Issue #208, opened 2025-10-07
Add configuration for who should get licensing notifications


oanalavinia:
**Is your feature request related to a problem? Please describe or add steps to reproduce your use case.**
This issue is related to the licensing notifications you get as an administrator. For the type of notifications you can get check https://github.com/xwikisas/application-licensing/issues/127 and https://github.com/xwikisas/application-licensing/issues/110 (not sure if we have others).

The problem is that these notifications are send to administrators, while on some instances these users are not actually used, at least not that much. On this cases the notification can be lost

**Describe the solution you'd like**
I would like to propose to have a configuration in which you can set a specific group which should receive these notifications. Like this, you can have a configurable group of users which will receive the notifications without making them admins

ChiuchiuSorin:
Added a new configuration option at the bottom of the licenses section in administration, where an admin will be able to select which groups will receive notifications. The admin group is added by default:
<img width="1800" height="900" alt="Image" src="https://github.com/user-attachments/assets/e97230e3-a07e-4a9c-af01-d46f6fa2932e" />

Modified how licenses notifications are displayed for non admin users:
<img width="692" height="334" alt="Image" src="https://github.com/user-attachments/assets/c2af87ec-348a-4960-a53b-3ab69ce1faef" />

PR #216, opened 2025-11-10
Add configuration for who should get licensing notifications #208

ChiuchiuSorin:
Added a new `LicensingNotifications` class that manages the target groups who need to receive notifications like expired/expiring licenses, new application version or automatic application upgrade events notifications.

UI changes:
  * added a group selector in the `Licenses` section:
 Screenshot from 2025-11-10 13-49-06


application-licensing-licensor/application-licensing-licensor-ui/src/main/resources/Licenses/Code/LicensesNotificationsUIX.xml
```diff
@@ -483,17 +483,27 @@
...
-      <async_enabled/>
+      <async_enabled>0</async_enabled>
     </property>
     <property>
       <content>{{velocity}}
-#if ($services.security.authorization.hasAccess('view', 'Licenses.Code.LicensesNotificationsUIX'))
+#set ($licensingConfigDoc = $xwiki.getDocument('Licenses.Code.LicensingConfig'))
+#set ($notificationClass = 'Licenses.Code.LicensingNotificationClass')
+#set ($notificationsObj = $licensingConfigDoc.getObject($notificationClass))
+#set ($notifiedGroups = $notificationsObj.getValue('notifiedGroups').split(','))
```
oanalavinia: You could expose `getNotifiedGroupsSet` through the licensing script service

application-licensing-licensor/application-licensing-licensor-api/src/main/java/com/xwiki/licensing/script/LicensorScriptService.java
```diff
@@ -107,6 +111,20 @@ public void initialize() throws InitializationException
...
+     *
+     * @return {@link List} with the groups whose members need to be notified about a licensor event
+     * @throws AccessDeniedException if the requesting user lacks admin rights
+     * @since 1.31
+     */
+    @Unstable
+    public List<String> getNotificationTargetGroups() throws AccessDeniedException
+    {
+        contextualAuthorizationManager.checkAccess(Right.ADMIN);
+        return licensingConfig.getNotifiedGroups();
```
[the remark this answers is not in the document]
ChiuchiuSorin: > So if I add here a group which contain users without this rights, they won't actually see the notification?
I think this property is redundant if that check is not updated too. For example, every user with admin rights should be in XWikiAdminGroup anyway, so adding here another group is not doing anything. Of course, there are those instances where they don't use the normal groups.

Considering your mentions here, if we are to only rely on group checks, I'd also have to remove the admin access check from this function. To avoid exposing the API to unauthorized users, I'll only return a boolean with the value true if the user is part of the notified groups, or false otherwise.

application-licensing-licensor/application-licensing-licensor-ui/src/main/resources/Licenses/Code/VelocityMacros.xml
```diff
@@ -46,25 +46,7 @@
 #set ($userCount = $services.licensing.licensor.userCount)
 #set ($notificationClass = 'Licenses.Code.LicensingNotificationClass')
 #includeMacros("XWiki.AdminFieldsDisplaySheet")
-
-#macro (getPaidExtensions)
```
oanalavinia: Why did you moved this macros in `LicensesNotificationsUIX`? It makes more sense for them to be here

application-licensing-licensor/application-licensing-licensor-ui/src/main/resources/Licenses/WebHome.xml
```diff
@@ -108,6 +108,7 @@
 #else
   #set ($discard = $xwiki.ssx.use('Licenses.WebHome'))
   #set ($discard = $xwiki.jsx.use('Licenses.WebHome'))
+  #displayNotificationsConfiguration
```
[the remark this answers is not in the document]
oanalavinia: Adding that break would not help also if you add this configuration at the end?

application-licensing-licensor/application-licensing-licensor-ui/src/main/resources/Licenses/Code/VelocityMacros.xml
oanalavinia: This means that, as a non-admin which is in the notification group, I will get a notification that, for example, licenses have expired / are going to expire, but I won't be able to access the licenses page which is in the notification, right? If this is the case, the notification is misleading and it would look like a bug

ChiuchiuSorin:
Notification message for non admin users:
image

application-licensing-licensor/application-licensing-licensor-ui/src/main/resources/Licenses/Code/Translations.xml
```diff
@@ -90,13 +90,19 @@ licensor.ownerDetails.instanceId.hint=Unique identifier for your XWiki instance.
...
 licensor.licenseManager.installedAsDependency.hint=Extensions marked by this sign were installed as dependencies of other extensions and their license will be covered by the parent license
 licensor.expiringLicenses=The following extensions are about to expire:
 licensor.expiringLicenses.warning=Check licenses
+licensor.expiringLicenses.notifyAdmin=To avoid breaking functionality, please notify an admin to extend the license.
 licensor.missingLicenses=The following extensions do not have a valid license:
 licensor.missingLicenses.danger=Renew licenses
+licensor.missingLicenses.notifyAdmin=For this to be fixed, please notify an admin.
```
oanalavinia:
```suggestion
licensor.missingLicenses.notifyAdmin=Please contact an administrator for extending the license.
```

application-licensing-licensor/application-licensing-licensor-ui/src/main/resources/Licenses/Code/Translations.xml
```diff
@@ -90,13 +90,19 @@ licensor.ownerDetails.instanceId.hint=Unique identifier for your XWiki instance.
...
+licensor.notificationSettings.heading=Notification settings
+licensor.notificationSettings.hint=Manage licenses notifications
 licensor.licenseManager.heading=Licensed Extensions
 licensor.licenseManager.hint=Here's a list of extensions installed in your wiki that require a license to be activated. You can buy a license or get a 10-day trial license that can be extended only once with 10 days. A license covers all versions of the licensed extension and is shared by the main wiki and all its subwikis. A licensed extension is listed multiple times if different versions are installed on different subwikis, but all those versions will share the same license. For each extension you can also enable the automatic upgrade to the lastest available stable version.
 licensor.licenseManager.installedAsDependency.hint=Extensions marked by this sign were installed as dependencies of other extensions and their license will be covered by the parent license
 licensor.expiringLicenses=The following extensions are about to expire:
 licensor.expiringLicenses.warning=Check licenses
+licensor.expiringLicenses.notifyAdmin=To avoid breaking functionality, please notify an admin to extend the license.
```
oanalavinia:
```suggestion
licensor.expiringLicenses.notifyAdmin=Please contact an administrator for extending the license.
```

application-licensing-licensor/application-licensing-licensor-ui/src/main/resources/Licenses/Code/VelocityMacros.xml
oanalavinia: > I moved them as the rights to view/edit on the Licenses space are restricted to the Admin group. I gave the rights to view for the XWikiAllGroup on LicensesNotificationsUIX (to display the notifications for any user, no matter the rights, as long as is a memeber of a group set in administration), but I cannot use the macros from the Velocitymacros, as those are restricted by the Licenses space restrictions.

Back on the initial problem, I still don't like that you have to move generic macros in a page for licenses notification, since it's not nice to have to include that `#includeMacros("Licenses.Code.LicensesNotificationsUIX")` . Now you have also moved `getLicensesAdminSectionURL`, so this page has a lot of macros. Maybe you could also open the VelocityMacros page, or have another page with just some macros, and only have those opened? Not sure what else there is on the VelocityMacros page, maybe second option is better

oanalavinia (approved):
Looks ok, thanks!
============================================================
WHAT IS REQUIRED: Repeat all the entries word for word.

SOLUTION TO THE EXERCISE:
Issue #208, opened 2025-10-07
Add configuration for who should get licensing notifications


oanalavinia:
**Is your feature request related to a problem? Please describe or add steps to reproduce your use case.**
This issue is related to the licensing notifications you get as an administrator. For the type of notifications you can get check https://github.com/xwikisas/application-licensing/issues/127 and https://github.com/xwikisas/application-licensing/issues/110 (not sure if we have others).

The problem is that these notifications are send to administrators, while on some instances these users are not actually used, at least not that much. On this cases the notification can be lost

**Describe the solution you'd like**
I would like to propose to have a configuration in which you can set a specific group which should receive these notifications. Like this, you can have a configurable group of users which will receive the notifications without making them admins

ChiuchiuSorin:
Added a new configuration option at the bottom of the licenses section in administration, where an admin will be able to select which groups will receive notifications. The admin group is added by default:
<img width="1800" height="900" alt="Image" src="https://github.com/user-attachments/assets/e97230e3-a07e-4a9c-af01-d46f6fa2932e" />

Modified how licenses notifications are displayed for non admin users:
<img width="692" height="334" alt="Image" src="https://github.com/user-attachments/assets/c2af87ec-348a-4960-a53b-3ab69ce1faef" />

PR #216, opened 2025-11-10
Add configuration for who should get licensing notifications #208

ChiuchiuSorin:
Added a new `LicensingNotifications` class that manages the target groups who need to receive notifications like expired/expiring licenses, new application version or automatic application upgrade events notifications.

UI changes:
  * added a group selector in the `Licenses` section:
 Screenshot from 2025-11-10 13-49-06


application-licensing-licensor/application-licensing-licensor-ui/src/main/resources/Licenses/Code/LicensesNotificationsUIX.xml
```diff
@@ -483,17 +483,27 @@
...
-      <async_enabled/>
+      <async_enabled>0</async_enabled>
     </property>
     <property>
       <content>{{velocity}}
-#if ($services.security.authorization.hasAccess('view', 'Licenses.Code.LicensesNotificationsUIX'))
+#set ($licensingConfigDoc = $xwiki.getDocument('Licenses.Code.LicensingConfig'))
+#set ($notificationClass = 'Licenses.Code.LicensingNotificationClass')
+#set ($notificationsObj = $licensingConfigDoc.getObject($notificationClass))
+#set ($notifiedGroups = $notificationsObj.getValue('notifiedGroups').split(','))
```
oanalavinia: You could expose `getNotifiedGroupsSet` through the licensing script service

application-licensing-licensor/application-licensing-licensor-api/src/main/java/com/xwiki/licensing/script/LicensorScriptService.java
```diff
@@ -107,6 +111,20 @@ public void initialize() throws InitializationException
...
+     *
+     * @return {@link List} with the groups whose members need to be notified about a licensor event
+     * @throws AccessDeniedException if the requesting user lacks admin rights
+     * @since 1.31
+     */
+    @Unstable
+    public List<String> getNotificationTargetGroups() throws AccessDeniedException
+    {
+        contextualAuthorizationManager.checkAccess(Right.ADMIN);
+        return licensingConfig.getNotifiedGroups();
```
[the remark this answers is not in the document]
ChiuchiuSorin: > So if I add here a group which contain users without this rights, they won't actually see the notification?
I think this property is redundant if that check is not updated too. For example, every user with admin rights should be in XWikiAdminGroup anyway, so adding here another group is not doing anything. Of course, there are those instances where they don't use the normal groups.

Considering your mentions here, if we are to only rely on group checks, I'd also have to remove the admin access check from this function. To avoid exposing the API to unauthorized users, I'll only return a boolean with the value true if the user is part of the notified groups, or false otherwise.

application-licensing-licensor/application-licensing-licensor-ui/src/main/resources/Licenses/Code/VelocityMacros.xml
```diff
@@ -46,25 +46,7 @@
 #set ($userCount = $services.licensing.licensor.userCount)
 #set ($notificationClass = 'Licenses.Code.LicensingNotificationClass')
 #includeMacros("XWiki.AdminFieldsDisplaySheet")
-
-#macro (getPaidExtensions)
```
oanalavinia: Why did you moved this macros in `LicensesNotificationsUIX`? It makes more sense for them to be here

application-licensing-licensor/application-licensing-licensor-ui/src/main/resources/Licenses/WebHome.xml
```diff
@@ -108,6 +108,7 @@
 #else
   #set ($discard = $xwiki.ssx.use('Licenses.WebHome'))
   #set ($discard = $xwiki.jsx.use('Licenses.WebHome'))
+  #displayNotificationsConfiguration
```
[the remark this answers is not in the document]
oanalavinia: Adding that break would not help also if you add this configuration at the end?

application-licensing-licensor/application-licensing-licensor-ui/src/main/resources/Licenses/Code/VelocityMacros.xml
oanalavinia: This means that, as a non-admin which is in the notification group, I will get a notification that, for example, licenses have expired / are going to expire, but I won't be able to access the licenses page which is in the notification, right? If this is the case, the notification is misleading and it would look like a bug

ChiuchiuSorin:
Notification message for non admin users:
image

application-licensing-licensor/application-licensing-licensor-ui/src/main/resources/Licenses/Code/Translations.xml
```diff
@@ -90,13 +90,19 @@ licensor.ownerDetails.instanceId.hint=Unique identifier for your XWiki instance.
...
 licensor.licenseManager.installedAsDependency.hint=Extensions marked by this sign were installed as dependencies of other extensions and their license will be covered by the parent license
 licensor.expiringLicenses=The following extensions are about to expire:
 licensor.expiringLicenses.warning=Check licenses
+licensor.expiringLicenses.notifyAdmin=To avoid breaking functionality, please notify an admin to extend the license.
 licensor.missingLicenses=The following extensions do not have a valid license:
 licensor.missingLicenses.danger=Renew licenses
+licensor.missingLicenses.notifyAdmin=For this to be fixed, please notify an admin.
```
oanalavinia:
```suggestion
licensor.missingLicenses.notifyAdmin=Please contact an administrator for extending the license.
```

application-licensing-licensor/application-licensing-licensor-ui/src/main/resources/Licenses/Code/Translations.xml
```diff
@@ -90,13 +90,19 @@ licensor.ownerDetails.instanceId.hint=Unique identifier for your XWiki instance.
...
+licensor.notificationSettings.heading=Notification settings
+licensor.notificationSettings.hint=Manage licenses notifications
 licensor.licenseManager.heading=Licensed Extensions
 licensor.licenseManager.hint=Here's a list of extensions installed in your wiki that require a license to be activated. You can buy a license or get a 10-day trial license that can be extended only once with 10 days. A license covers all versions of the licensed extension and is shared by the main wiki and all its subwikis. A licensed extension is listed multiple times if different versions are installed on different subwikis, but all those versions will share the same license. For each extension you can also enable the automatic upgrade to the lastest available stable version.
 licensor.licenseManager.installedAsDependency.hint=Extensions marked by this sign were installed as dependencies of other extensions and their license will be covered by the parent license
 licensor.expiringLicenses=The following extensions are about to expire:
 licensor.expiringLicenses.warning=Check licenses
+licensor.expiringLicenses.notifyAdmin=To avoid breaking functionality, please notify an admin to extend the license.
```
oanalavinia:
```suggestion
licensor.expiringLicenses.notifyAdmin=Please contact an administrator for extending the license.
```

application-licensing-licensor/application-licensing-licensor-ui/src/main/resources/Licenses/Code/VelocityMacros.xml
oanalavinia: > I moved them as the rights to view/edit on the Licenses space are restricted to the Admin group. I gave the rights to view for the XWikiAllGroup on LicensesNotificationsUIX (to display the notifications for any user, no matter the rights, as long as is a memeber of a group set in administration), but I cannot use the macros from the Velocitymacros, as those are restricted by the Licenses space restrictions.

Back on the initial problem, I still don't like that you have to move generic macros in a page for licenses notification, since it's not nice to have to include that `#includeMacros("Licenses.Code.LicensesNotificationsUIX")` . Now you have also moved `getLicensesAdminSectionURL`, so this page has a lot of macros. Maybe you could also open the VelocityMacros page, or have another page with just some macros, and only have those opened? Not sure what else there is on the VelocityMacros page, maybe second option is better

oanalavinia (approved):
Looks ok, thanks!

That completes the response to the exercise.